Start of Recorded information
Issue #20, opened 2021-10-23
Add `multicall` to Account


martriay:
Check out relevant discussion: https://github.com/OpenZeppelin/cairo-contracts/discussions/27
End of Recorded information
Goal of the exercise>
Your task is to retype the whole listing, keeping every word exactly as it is.

Solution to the exercise>
Issue #20, opened 2021-10-23
Add `multicall` to Account


martriay:
Check out relevant discussion: https://github.com/OpenZeppelin/cairo-contracts/discussions/27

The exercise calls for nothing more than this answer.